File #: Res 0733-2025    Version: * Name: Department of Health- administered, and State- and Medicaid- funded healthy birth grant demonstration program for New Yorkers (S.4259).
Type: Resolution Status: Committee
Committee: Committee on Health
On agenda: 2/13/2025
Enactment date: Law number:
Title: Calling on the New York State Senate to pass, and the Governor to sign, S.4259, to establish a Department of Health- administered, and State- and Medicaid- funded healthy birth grant demonstration program for New Yorkers
Sponsors: Justin L. Brannan, Farah N. Louis
Council Member Sponsors: 2
Attachments: 1. Res.

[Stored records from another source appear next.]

Issue #2244, opened 2026-06-04
LSP hover (and other hover popups) still appear while the LSP info popup is open


sinelaw:
## Description

When the **LSP info popup** is open — the one shown by clicking the **\"LSP\"** indicator in the status bar — symbol hover popups (LSP hover) and other hover-related popups still appear and overlap it. While that popup is open, no hover popup should be shown.

## Steps to reproduce

1. Open a file with an active LSP server.
2. Click the **LSP** indicator in the status bar to open the LSP info popup.
3. Move the mouse over a symbol in the editor.

**Expected:** No hover popup appears while the LSP info popup is open.
**Actual:** The LSP hover popup shows up (and can overlap the LSP info popup).

## Notes / pointers

The LSP info popup is `PopupResolver::LspStatus` (`crates/fresh-editor/src/app/popup_dialogs.rs`, shown via `show_lsp_status_popup`).

LSP hover already has a suppression guard for other popups in `update_lsp_hover_state` (`crates/fresh-editor/src/app/mouse_input.rs:699`), which currently checks `theme_info_popup`, `tab_context_menu`, and `file_explorer_context_menu` — but not the `LspStatus` popup in the popup stack. The fix is likely to extend that guard (and/or `check_mouse_hover_timer`) to also suppress hover when an `LspStatus` popup is on top of the stack, and to make sure all hover-related popups are covered, not just LSP symbol hover.

cc @biscuitvicious

PR #2952, opened 2026-08-10
lsp: unlock auto-import completions; suppress hover under modal dialogs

No. 733, 2. February 13, 2025 - Stated Meeting Agenda

Res No. 733

Calling on the New York State Senate to pass, and the Governor to sign, S.4259, to establish a Department of Health- administered, and State- and Medicaid- funded healthy birth grant demonstration program for New Yorkers

By Council Members Brannan and Louis

Whereas, Social determinants of health (SDOH) are defined by the Centers for Disease Control (CDC) as nonmedical factors that influence health outcomes; and

Whereas, Economic stability is one of the five main SDOHs, and reducing poverty is a primary goal of the Healthy People 2030 CDC objective, which promotes health equity and aims to improve health and well-being; and

Whereas, According to research from the Columbia University Center on Poverty and Social Policy, the birth of a child increases the likelihood of poverty by 33% for families in the United States due to increasing family size which raises the poverty threshold, paired with loss of income as parents temporarily leave the workforce and with the high costs of resources needed for infants; and

Whereas, United Way’s True Cost of Living (TCL) calculator, which defines the income necessary for a working-age family to meet its most basic needs in New York City, notes that households with children in New York City have a higher risk of not being able to meet their basic needs; and

Whereas, The TCL also shows that in every borough in New York City, the hourly wage needed to meet basic needs almost doubles with the addition of an infant to the household due to increased costs of childcare, food, housing, healthcare, and transportation; and

                     Whereas, Columbia University modeled the impact of a birth grant of $1,800, which is equal to half the annual Child Tax Credit provided under the American Rescue Plan, and found that targeted birth grants for parents of infants covered by Medicaid resulted in a decline of almost 11 percentage points in poverty rate after birth; and

Whereas, S.4259, sponsored by State Senator Andrew Gounardes and pending in the State Senate, and which does not yet have a companion bill in the State Assembly, would establish a healthy birth grant demonstration program to provide a one-time grant of $1,800 for all Medicaid-eligible births in New York; and

Whereas, S.4259 requires the New York Department of Health (DOH) in partnership with local departments of social services to administer the healthy birth grant, which would be available to all new parents on Medicaid, including biological parents, adoptive parents, or other legal custodial parents; and

Whereas, S.4259 also requires that the healthy birth grant not be counted as income for the purposes of determining eligibility for state-level programs and instructs DOH to seek waivers from federal agencies to ensure recipients would not lose access to other benefits by accepting the grant; and

Whereas, the healthy birth grant would not place an economic burden on New York City, as it would be funded jointly by New York State and the Federal Government using Medicaid dollars under a Section 1115 waiver; and

Whereas, Section 1115 of the Social Security Act gives the Secretary of Health and Human Services the authority to approve pilot or demonstration projects that help states better serve Medicaid populations, including SDOHs; and

                     Whereas, The DOH’s vital statistics data for 2022, the most recent year where complete data is available, shows that 59% of live births in New York City were covered by Medicaid, compared to 49% of all live births in New York State as a whole; and

Whereas a significant number of parents-to-be in New York City would thus be eligible for, and greatly benefit from, a healthy birth grant program; now, therefore, be it

Resolved, That the Council of the City of New York calls on the New York State the New York State Senate to pass, and the Governor to sign, S.4259, to establish a Department of Health- administered, and State- and Medicaid- funded healthy birth grant demonstration program for New Yorkers.